Higher high-density lipoprotein cholesterol (HDL-C) could be a marker of HDL dysfunction rather than cardioprotection in postmenopausal women, a new Multi-Ethnic Study of Atherosclerosis (MESA) analysis suggests

When it comes to high HDL cholesterol, it does not necessarily mean protective," lead investigator Samar R. El Khoudary, Ph.D., MPH, University of Pittsburgh, Pennsylvania, told theheart.org | Medscape Cardiology. "If it's very high, then you need to look further at other risk factors because we showed in our study that if a woman has more large particles at this period, she is at risk."

The team hypothesizes that the decrease in estrogen, a cardioprotective sex hormone, during menopause along with changes in body fat composition and acceleration of the metabolic syndrome, may alter HDL from a cardioprotective particle to one that promotes inflammation and oxidation.

El Khoudary previously reported that increases in HDL-C levels are independently associated with greater carotid intima-media thickness (cIMT) as women transitioned to menopause in the Study of Women's Health Across the Nation (SWAN).

A substudy of 46 women in SWAN also showed a showed a switch in the relationship between HDL-C and atherosclerosis risk, such that HDL-C was protective before but not after menopause. "The most exciting and important thing is that we were able to replicate the finding in MESA," said El Khoudary.

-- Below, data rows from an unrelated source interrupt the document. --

PR #19501, opened 2022-06-30
Add inputs via grayskull

Tobias-Fischer:
Checklist
- [x] Build number is 0.

### DIFF
--- a/recipes/inputs/meta.yaml
+++ b/recipes/inputs/meta.yaml
@@ -10,16 +10,16 @@ source:
   sha256: a31d5b96a3525f1232f326be9e7ce8ccaf873c6b1fb84d9f3c9bc3d79b23eae4
 
 build:
-  noarch: python
   script: {{ PYTHON }} -m pip install . -vv
   number: 0
 
 requirements:
   host:
-    - python >=3.6
+    - python
     - pip
   run:
-    - python >=3.6
+    - python
+    - pyobjc-framework-quartz  # [osx]
 
 test:
   imports:
--- a/recipes/inputs/meta.yaml
+++ b/recipes/inputs/meta.yaml
@@ -1,0 +1,40 @@
+{% set name = "inputs" %}
+{% set version = "0.5" %}
+
+package:
+  name: {{ name|lower }}
+  version: {{ version }}
+
+source:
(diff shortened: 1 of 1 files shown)


Tobias-Fischer:
@conda-forge/help-python - this is ready for review. As it's a noarch package, the osx-64 error does not matter.

Tobias-Fischer:
Kind reminder @conda-forge/help-python @conda-forge/staged-recipes. Thanks :)!

ocefpaf:
> @conda-forge/help-python - this is ready for review. As it's a noarch package, the osx-64 error does not matter.

Not necessarily, this package won't work on osx-64 without `pyobjc-framework-quartz`. See https://github.com/zeth/inputs/blob/a46681dbf77d6ab07834f550e5855c1f50701f99/setup.py#L31.

I'm on the fence between a better users experience and removing the noarch here or letting it "broken" on osx and hope the user knows that they need to install an extra dependency. I'm more inclined to the former though.

Tobias-Fischer:
Just for me to understand: Is the plan to convert `pyobjc-framework-quartz` to a virtual package which leads to an empty package on `win` and `linux`, so we can add it as a dependency for `inputs` (i.e. this PR)?

carterbox:
I'm also confused about how the `__osx` package helps here. Can someone explain? 🤔

This package doesn't qualify for noarch because it has a platform specific dependency. The simplest solution is to remove noarch and use a selector so the additional package is added for osx.

As was suggested, we could also add empty build variants of `pyobjc-framework-quartz`, so that selectors are not needed for this recipe, but this solution also doesn't need us to use `__osx`.

carterbox (changes requested):
Waiting for switch away from noarch or an open PR at https://github.com/conda-forge/pyobjc-framework-quartz-feedstock to add empty metapackages.

Tobias-Fischer:
Ok I moved away from `noarch` and added the osx-specific dependency. It would be great if you could have another look. We can always, later on, change the recipe if `pyobjc-framework-quartz` provides a virtual package in the future.

BastianZim:
By adding an impossible version on osx it couldn't have been installed there. But I just realised that that also obviously applies to the other OSs so this approach is definitely correct — my bad.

She noted that it was fascinating to see the switch in the relationship between HDL and atherosclerosis risk across the menopausal transition, but the problem with SWAN is that it lacks detailed measures of HDL other than the conventional test of HDL.

Deeper Dive

For a more detailed look at HDL-C and its relationship to the menopausal transition, the investigators turned to 1380 women aged 45 through 84 in the ongoing MESA, who had conventional HDL metrics and ion-mobility analysis, which separates ions by size and can count lipoprotein particles ranging from the smallest, most dense 5-nm HDL particles (HDL-P) to very large 53-nm low-density lipoprotein particles (LDL-P).

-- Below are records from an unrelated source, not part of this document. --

PR #19523, opened 2022-07-04
Pyreports

thewchan:
Checklist
- [ ] Build number is 0.

### DIFF
--- a/recipes/pyreports/meta.yaml
+++ b/recipes/pyreports/meta.yaml
@@ -1,6 +1,5 @@
 {% set name = "pyreports" %}
-{% set version = "1.2.1" %}
-
+{% set version = "1.4.0" %}
 
 package:
   name: {{ name|lower }}
@@ -8,23 +7,24 @@ package:
 
 source:
   url: https://pypi.io/packages/source/{{ name[0] }}/{{ name }}/pyreports-{{ version }}.tar.gz
-  sha256: b7e39ea93ea438e9af339f30af1d65cddbda30c8c12666c63cfc8c379cf44beb
+  sha256: 59873c391096609c103232fe7617760810824e81c9bef366b26f1944d05f2acb
 
 build:
-  number: 0
   noarch: python
   script: {{ PYTHON }} -m pip install . -vv
+  number: 0
 
 requirements:
   host:
     - pip
-    - python >=3.6
+    - python >=3.7
   run:
     - ldap3
     - mysql-connector-python
-    - psycopg2-binary
+    - nosqlapi
+    - psycopg2
     - pymssql
-    - python >=3.6
+    - python >=3.7
     - tablib
 
 test:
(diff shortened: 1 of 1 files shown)


thewchan:
@conda-forge/staged-recipes ready for review!

recipes/pyreports/meta.yaml
```diff
@@ -0,0 +1,47 @@
...
+package:
+  name: {{ name|lower }}
+  version: {{ version }}
+
+source:
+  url: https://pypi.io/packages/source/{{ name[0] }}/{{ name }}/pyreports-{{ version }}.tar.gz
+  sha256: 59873c391096609c103232fe7617760810824e81c9bef366b26f1944d05f2acb
+
+build:
+  skip: true  # [win or py<37]
```
ocefpaf, line 13: What is the reason for skipping it on Windows? I'm just wondering if we can make it noarch.

thewchan: I don't remember why exactly but there's something in the source code that made this fail to build for win.

thewchan: done, I've reverted it

thewchan:
@ocefpaf The error is now logged

recipes/pyreports/meta.yaml
```diff
@@ -0,0 +1,48 @@
...
+    - psycopg2
+    - pymssql
+    - python >=3.7
+    - tablib
+
+test:
+  imports:
+    - pyreports
+  commands:
+    - pip list | grep -E "{{ name }}\s+{{ version }}"
```
ocefpaf, line 34: This is probably not necessary.

recipes/pyreports/meta.yaml
```diff
@@ -0,0 +1,48 @@
...
+requirements:
+  host:
+    - pip
+    - python >=3.7
+  run:
+    - ldap3
+    - mysql-connector-python
+    - nosqlapi
+    - psycopg2
+    - pymssql
```
ocefpaf, line 26: B/c it is a missing dependency on Windows we can keep this as noarch instead of skipping Windows.

recipes/pyreports/meta.yaml
thewchan: Do you mean the grep test? I must have changed it for some reason... Although I can change back to pip check instead

recipes/pyreports/meta.yaml
thewchan: Ok

recipes/pyreports/meta.yaml
thewchan: Okay, I've reverted it

thewchan: yes looks like running pip check fails the tests thats why I switched to grep

thewchan: oh wait, or maybe it's something else?

ocefpaf:
It is OK to drop the pip check test in this case. You already depend on `psycopg2` and that seems to be enough for this library to function.

thewchan:
@ocefpaf no need for grep check? I usually do that if pip check isn't working

ocefpaf:
> @ocefpaf no need for grep check? I usually do that if pip check isn't working

No need. It would never fail, right? I don't see the point in adding it.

In all, 21% of participants had gone through surgical menopause, 61.4% had gone through natural menopause, and 18% were perimenopausal. The women's mean age was 61.8 years, and 16% of women were receiving lipid-lowering medications.

After adjustment for each other, higher total HDL-P but not HDL-C was associated with significantly less cIMT (P = .001). In contrast, higher HDL-C but not HDL-P was associated with greater risk for carotid plaque (P = .04).

The association between HDL-C and carotid plaque should be interpreted with caution because the interaction was no longer significant after exclusion of age as a factor and stratified analyses showed a positive interaction only in women with more than ten years since menopause, the authors report in Arteriosclerosis, Thrombosis and Vascular Biology, published online July 19.

Small but not large HDL-P was significantly associated with lower cIMT in models adjusted for study covariates, HDL-C, and LDL-P. This association was consistent regardless of age or time since menopause.

On the other hand, higher concentrations of large HDL-P were associated with lower cIMT as time since menopause increased, "suggesting a potential adverse change in the quality of these particles close to menopause, which seems to be restored later in life," the authors say.

"This is going hand-in-hand with our hypothesis that the menopausal transition seems to affect the quality of HDL — but how it impacts, what exactly it changes — that is what we are trying to find out in the new study," said El Khoudary, who recently received funding from the National Institute on Aging to continue to research her research.

"The bottom line is that the menopausal transition is a critical period in women," she said. "We need to make sure we are monitoring them because these changes when combined can impact their risk later in life and the number one killer of women is cardiovascular disease."